Speaking of cleansing, I lost my colonic irrigation virginity in Austria. Without wanting to over-divulge, the seasoned practitioner at one point shouted a Germanic-tinged ‘wow’, and encouraged me to look at the sight of what she said were deceased parasites being flushed away.

I’ve now been de-wormed. Maybe parasites had been giving my gut grief after all, despite showing up negative several times in tests in the UK.

But the proof of the pudding is in the pregnancy. Since leaving, most days I’m barely showing. There’s the odd, less pronounced bloat, but it’s far more fleeting; the gut can take months and months to fully heal. It truly does feel like there’s been a reset, in ways that nothing else had achieved. And I’m committed to trying to keep up with the Mayr principles where practical – to give my gut the love that has been so lacking in my non-stop-snacking days.

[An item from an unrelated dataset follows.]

PR #4284, opened 2025-03-11
blockdev_commit_auto_readonly:not set size for snapshot image

aliang123:
Snapshot image size set to 20G, but under some situation, we start VM with system image size not equal to 20G, so when we do the snapshot/commit with a snapshot image that smaller that system image size, the case will fail with "no ipv4 address" issue. So correct it to let the snapshot image size follow the default system image size.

Final thoughts of Original FX Mayr

I should also mention that the Mayr wasn’t a week-long chew-fest. There were forests to explore, speed boat and cycling excursions around the lake, luxurious rooms to lounge in, and some great friendships forged over the buckwheat breakfasts. My sleep and stress levels have been way better. But to no longer be asked when my baby’s due – that’s worth every slow, mindful, alkaline, intermittent chew.

Try it at home: calm your bloat

Tim shares how we can tackle bloating at home with simple Mayr principles.

Eat mindfully

Practise slow eating, chewing multiple times until you can ‘drink’ your food. Really let your meals break down before they venture further down the gut, and don’t do anything distracting while eating. Having found this onerous at first, I now – weeks later – find the idea of wolfing down food off-putting.

Goodbye snacking

In essence, leave four hours between meals – and don’t drink anything half an hour either side of eating, to not overload the system or dilute digestive juices. As someone who was in a perpetual state of head-in-the fridge grazing, this was tough at first. Especially not having a snack at 11am or a second dinner before bed. But slowly your mind realises that your body doesn’t need that food – it’s just a habit.

Fast

Dinner across the week was a mere bowl of broth or soup to encourage the body to go into ketogenesis and flush out metabolic (and ageing) waste. I struggled with this a bit – and eventually cracked by having a contraband corn cracker (hardly class A) in my room at 2am one night. The Mayr encourages trying to skip dinner once a week.

Go alkaline

We aimed to have acidic foods making up no more than a third of our diet. This means going light on sugar, coffee and processed foods. Mayr also encourage you to eat foods rich in natural probiotics – and ‘no raw after 4pm’. The innovatively-delicious meals there went heavy
on buckwheat (now virtually a daily staple for me – in bread, pasta or cracker form), polenta, soup, sheep’s milk yoghurt, cooked veg and lean protein.

Tim Samuels is an award-winning documentary-maker and author. He stayed at the Original FX Mayr. Prices from €2,100 for a seven-day retreat, excluding accommodation.